:: To do ::
Line for line, the listing below is to be transcribed exactly.

:: Record extracts ::
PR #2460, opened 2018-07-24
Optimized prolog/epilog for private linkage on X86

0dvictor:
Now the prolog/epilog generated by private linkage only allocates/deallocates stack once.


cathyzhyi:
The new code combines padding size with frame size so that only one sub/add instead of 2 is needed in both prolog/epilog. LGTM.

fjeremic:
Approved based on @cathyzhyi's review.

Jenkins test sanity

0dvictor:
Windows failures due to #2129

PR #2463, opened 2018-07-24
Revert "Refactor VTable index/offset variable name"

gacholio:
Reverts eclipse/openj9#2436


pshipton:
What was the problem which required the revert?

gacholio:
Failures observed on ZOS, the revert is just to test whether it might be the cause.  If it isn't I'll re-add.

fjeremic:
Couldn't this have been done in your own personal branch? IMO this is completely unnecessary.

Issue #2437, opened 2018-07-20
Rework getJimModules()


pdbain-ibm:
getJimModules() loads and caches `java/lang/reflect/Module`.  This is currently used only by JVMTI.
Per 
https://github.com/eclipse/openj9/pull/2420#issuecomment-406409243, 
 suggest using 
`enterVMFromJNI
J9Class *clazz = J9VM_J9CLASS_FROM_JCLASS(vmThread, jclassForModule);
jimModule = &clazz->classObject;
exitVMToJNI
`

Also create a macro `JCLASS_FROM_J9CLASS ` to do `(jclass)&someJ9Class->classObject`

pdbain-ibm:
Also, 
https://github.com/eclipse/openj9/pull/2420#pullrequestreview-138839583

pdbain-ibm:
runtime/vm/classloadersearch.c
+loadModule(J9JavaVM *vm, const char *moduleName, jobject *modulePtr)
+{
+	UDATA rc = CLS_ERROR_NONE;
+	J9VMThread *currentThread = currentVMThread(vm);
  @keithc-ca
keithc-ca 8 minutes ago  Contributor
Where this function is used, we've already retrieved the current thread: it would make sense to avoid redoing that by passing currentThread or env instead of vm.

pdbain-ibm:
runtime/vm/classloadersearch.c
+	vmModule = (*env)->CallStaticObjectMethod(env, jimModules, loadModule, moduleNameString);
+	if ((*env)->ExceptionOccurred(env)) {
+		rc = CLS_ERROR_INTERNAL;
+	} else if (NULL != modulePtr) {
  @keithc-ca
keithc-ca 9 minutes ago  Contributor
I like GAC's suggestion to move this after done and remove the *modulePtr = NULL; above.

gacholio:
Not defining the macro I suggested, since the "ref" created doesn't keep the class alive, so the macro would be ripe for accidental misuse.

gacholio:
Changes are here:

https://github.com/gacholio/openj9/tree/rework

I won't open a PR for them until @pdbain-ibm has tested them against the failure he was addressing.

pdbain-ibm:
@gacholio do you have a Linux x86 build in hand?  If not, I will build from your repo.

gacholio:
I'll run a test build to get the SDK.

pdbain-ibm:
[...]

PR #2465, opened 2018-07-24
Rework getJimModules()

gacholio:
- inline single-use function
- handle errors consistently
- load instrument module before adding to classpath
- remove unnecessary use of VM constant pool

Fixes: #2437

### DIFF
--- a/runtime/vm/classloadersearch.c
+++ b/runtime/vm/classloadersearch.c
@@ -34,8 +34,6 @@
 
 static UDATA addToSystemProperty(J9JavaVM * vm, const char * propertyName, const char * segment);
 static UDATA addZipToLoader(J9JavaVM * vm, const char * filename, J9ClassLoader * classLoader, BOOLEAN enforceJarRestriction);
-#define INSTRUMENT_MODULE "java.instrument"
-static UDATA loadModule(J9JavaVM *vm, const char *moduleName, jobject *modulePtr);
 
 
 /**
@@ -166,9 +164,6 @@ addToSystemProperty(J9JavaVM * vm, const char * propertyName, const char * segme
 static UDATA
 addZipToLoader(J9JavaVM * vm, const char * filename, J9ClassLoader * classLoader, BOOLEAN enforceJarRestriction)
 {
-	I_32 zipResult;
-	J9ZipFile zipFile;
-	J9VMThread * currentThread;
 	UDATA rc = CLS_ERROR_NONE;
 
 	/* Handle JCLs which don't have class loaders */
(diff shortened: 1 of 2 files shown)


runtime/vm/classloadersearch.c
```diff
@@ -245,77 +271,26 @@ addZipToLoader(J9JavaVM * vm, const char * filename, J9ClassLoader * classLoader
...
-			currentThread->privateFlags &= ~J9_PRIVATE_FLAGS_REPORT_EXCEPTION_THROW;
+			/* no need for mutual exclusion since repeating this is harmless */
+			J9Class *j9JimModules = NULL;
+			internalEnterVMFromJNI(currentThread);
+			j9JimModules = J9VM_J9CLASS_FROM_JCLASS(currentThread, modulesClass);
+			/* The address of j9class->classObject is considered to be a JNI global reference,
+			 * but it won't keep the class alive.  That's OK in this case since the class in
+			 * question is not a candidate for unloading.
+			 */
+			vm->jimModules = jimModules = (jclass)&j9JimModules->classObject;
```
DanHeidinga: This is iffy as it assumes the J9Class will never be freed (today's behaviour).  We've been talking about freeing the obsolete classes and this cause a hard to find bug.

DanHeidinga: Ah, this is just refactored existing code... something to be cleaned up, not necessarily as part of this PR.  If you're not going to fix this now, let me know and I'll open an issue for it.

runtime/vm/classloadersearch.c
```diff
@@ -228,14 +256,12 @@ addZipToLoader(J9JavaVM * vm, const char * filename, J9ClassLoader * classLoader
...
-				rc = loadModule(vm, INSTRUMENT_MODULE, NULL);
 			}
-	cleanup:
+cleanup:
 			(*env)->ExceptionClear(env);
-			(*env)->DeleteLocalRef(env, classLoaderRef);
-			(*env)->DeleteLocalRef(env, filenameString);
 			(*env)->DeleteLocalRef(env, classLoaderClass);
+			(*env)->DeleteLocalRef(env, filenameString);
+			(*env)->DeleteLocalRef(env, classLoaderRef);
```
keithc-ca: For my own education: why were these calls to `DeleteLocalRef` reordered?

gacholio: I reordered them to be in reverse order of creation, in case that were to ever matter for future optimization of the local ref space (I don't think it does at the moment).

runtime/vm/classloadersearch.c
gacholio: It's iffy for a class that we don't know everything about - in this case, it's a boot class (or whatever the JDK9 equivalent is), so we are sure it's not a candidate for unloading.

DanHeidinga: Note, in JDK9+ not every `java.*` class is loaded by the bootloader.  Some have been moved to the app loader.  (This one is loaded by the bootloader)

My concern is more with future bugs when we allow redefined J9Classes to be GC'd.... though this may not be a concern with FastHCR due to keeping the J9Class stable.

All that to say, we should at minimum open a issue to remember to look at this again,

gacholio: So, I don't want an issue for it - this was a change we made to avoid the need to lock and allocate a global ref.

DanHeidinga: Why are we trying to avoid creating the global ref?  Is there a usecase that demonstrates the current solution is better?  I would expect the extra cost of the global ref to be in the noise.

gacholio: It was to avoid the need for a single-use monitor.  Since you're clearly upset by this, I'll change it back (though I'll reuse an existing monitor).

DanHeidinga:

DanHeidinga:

:: Solution ::
PR #2460, opened 2018-07-24
Optimized prolog/epilog for private linkage on X86

0dvictor:
Now the prolog/epilog generated by private linkage only allocates/deallocates stack once.


cathyzhyi:
The new code combines padding size with frame size so that only one sub/add instead of 2 is needed in both prolog/epilog. LGTM.

fjeremic:
Approved based on @cathyzhyi's review.

Jenkins test sanity

0dvictor:
Windows failures due to #2129

PR #2463, opened 2018-07-24
Revert "Refactor VTable index/offset variable name"

gacholio:
Reverts eclipse/openj9#2436


pshipton:
What was the problem which required the revert?

gacholio:
Failures observed on ZOS, the revert is just to test whether it might be the cause.  If it isn't I'll re-add.

fjeremic:
Couldn't this have been done in your own personal branch? IMO this is completely unnecessary.

Issue #2437, opened 2018-07-20
Rework getJimModules()


pdbain-ibm:
getJimModules() loads and caches `java/lang/reflect/Module`.  This is currently used only by JVMTI.
Per 
https://github.com/eclipse/openj9/pull/2420#issuecomment-406409243, 
 suggest using 
`enterVMFromJNI
J9Class *clazz = J9VM_J9CLASS_FROM_JCLASS(vmThread, jclassForModule);
jimModule = &clazz->classObject;
exitVMToJNI
`

Also create a macro `JCLASS_FROM_J9CLASS ` to do `(jclass)&someJ9Class->classObject`

pdbain-ibm:
Also, 
https://github.com/eclipse/openj9/pull/2420#pullrequestreview-138839583

pdbain-ibm:
runtime/vm/classloadersearch.c
+loadModule(J9JavaVM *vm, const char *moduleName, jobject *modulePtr)
+{
+	UDATA rc = CLS_ERROR_NONE;
+	J9VMThread *currentThread = currentVMThread(vm);
  @keithc-ca
keithc-ca 8 minutes ago  Contributor
Where this function is used, we've already retrieved the current thread: it would make sense to avoid redoing that by passing currentThread or env instead of vm.

pdbain-ibm:
runtime/vm/classloadersearch.c
+	vmModule = (*env)->CallStaticObjectMethod(env, jimModules, loadModule, moduleNameString);
+	if ((*env)->ExceptionOccurred(env)) {
+		rc = CLS_ERROR_INTERNAL;
+	} else if (NULL != modulePtr) {
  @keithc-ca
keithc-ca 9 minutes ago  Contributor
I like GAC's suggestion to move this after done and remove the *modulePtr = NULL; above.

gacholio:
Not defining the macro I suggested, since the "ref" created doesn't keep the class alive, so the macro would be ripe for accidental misuse.

gacholio:
Changes are here:

https://github.com/gacholio/openj9/tree/rework

I won't open a PR for them until @pdbain-ibm has tested them against the failure he was addressing.

pdbain-ibm:
@gacholio do you have a Linux x86 build in hand?  If not, I will build from your repo.

gacholio:
I'll run a test build to get the SDK.

pdbain-ibm:
[...]

PR #2465, opened 2018-07-24
Rework getJimModules()

gacholio:
- inline single-use function
- handle errors consistently
- load instrument module before adding to classpath
- remove unnecessary use of VM constant pool

Fixes: #2437

### DIFF
--- a/runtime/vm/classloadersearch.c
+++ b/runtime/vm/classloadersearch.c
@@ -34,8 +34,6 @@
 
 static UDATA addToSystemProperty(J9JavaVM * vm, const char * propertyName, const char * segment);
 static UDATA addZipToLoader(J9JavaVM * vm, const char * filename, J9ClassLoader * classLoader, BOOLEAN enforceJarRestriction);
-#define INSTRUMENT_MODULE "java.instrument"
-static UDATA loadModule(J9JavaVM *vm, const char *moduleName, jobject *modulePtr);
 
 
 /**
@@ -166,9 +164,6 @@ addToSystemProperty(J9JavaVM * vm, const char * propertyName, const char * segme
 static UDATA
 addZipToLoader(J9JavaVM * vm, const char * filename, J9ClassLoader * classLoader, BOOLEAN enforceJarRestriction)
 {
-	I_32 zipResult;
-	J9ZipFile zipFile;
-	J9VMThread * currentThread;
 	UDATA rc = CLS_ERROR_NONE;
 
 	/* Handle JCLs which don't have class loaders */
(diff shortened: 1 of 2 files shown)


runtime/vm/classloadersearch.c
```diff
@@ -245,77 +271,26 @@ addZipToLoader(J9JavaVM * vm, const char * filename, J9ClassLoader * classLoader
...
-			currentThread->privateFlags &= ~J9_PRIVATE_FLAGS_REPORT_EXCEPTION_THROW;
+			/* no need for mutual exclusion since repeating this is harmless */
+			J9Class *j9JimModules = NULL;
+			internalEnterVMFromJNI(currentThread);
+			j9JimModules = J9VM_J9CLASS_FROM_JCLASS(currentThread, modulesClass);
+			/* The address of j9class->classObject is considered to be a JNI global reference,
+			 * but it won't keep the class alive.  That's OK in this case since the class in
+			 * question is not a candidate for unloading.
+			 */
+			vm->jimModules = jimModules = (jclass)&j9JimModules->classObject;
```
DanHeidinga: This is iffy as it assumes the J9Class will never be freed (today's behaviour).  We've been talking about freeing the obsolete classes and this cause a hard to find bug.

DanHeidinga: Ah, this is just refactored existing code... something to be cleaned up, not necessarily as part of this PR.  If you're not going to fix this now, let me know and I'll open an issue for it.

runtime/vm/classloadersearch.c
```diff
@@ -228,14 +256,12 @@ addZipToLoader(J9JavaVM * vm, const char * filename, J9ClassLoader * classLoader
...
-				rc = loadModule(vm, INSTRUMENT_MODULE, NULL);
 			}
-	cleanup:
+cleanup:
 			(*env)->ExceptionClear(env);
-			(*env)->DeleteLocalRef(env, classLoaderRef);
-			(*env)->DeleteLocalRef(env, filenameString);
 			(*env)->DeleteLocalRef(env, classLoaderClass);
+			(*env)->DeleteLocalRef(env, filenameString);
+			(*env)->DeleteLocalRef(env, classLoaderRef);
```
keithc-ca: For my own education: why were these calls to `DeleteLocalRef` reordered?

gacholio: I reordered them to be in reverse order of creation, in case that were to ever matter for future optimization of the local ref space (I don't think it does at the moment).

runtime/vm/classloadersearch.c
gacholio: It's iffy for a class that we don't know everything about - in this case, it's a boot class (or whatever the JDK9 equivalent is), so we are sure it's not a candidate for unloading.

DanHeidinga: Note, in JDK9+ not every `java.*` class is loaded by the bootloader.  Some have been moved to the app loader.  (This one is loaded by the bootloader)

My concern is more with future bugs when we allow redefined J9Classes to be GC'd.... though this may not be a concern with FastHCR due to keeping the J9Class stable.

All that to say, we should at minimum open a issue to remember to look at this again,

gacholio: So, I don't want an issue for it - this was a change we made to avoid the need to lock and allocate a global ref.

DanHeidinga: Why are we trying to avoid creating the global ref?  Is there a usecase that demonstrates the current solution is better?  I would expect the extra cost of the global ref to be in the noise.

gacholio: It was to avoid the need for a single-use monitor.  Since you're clearly upset by this, I'll change it back (though I'll reuse an existing monitor).

DanHeidinga:

DanHeidinga:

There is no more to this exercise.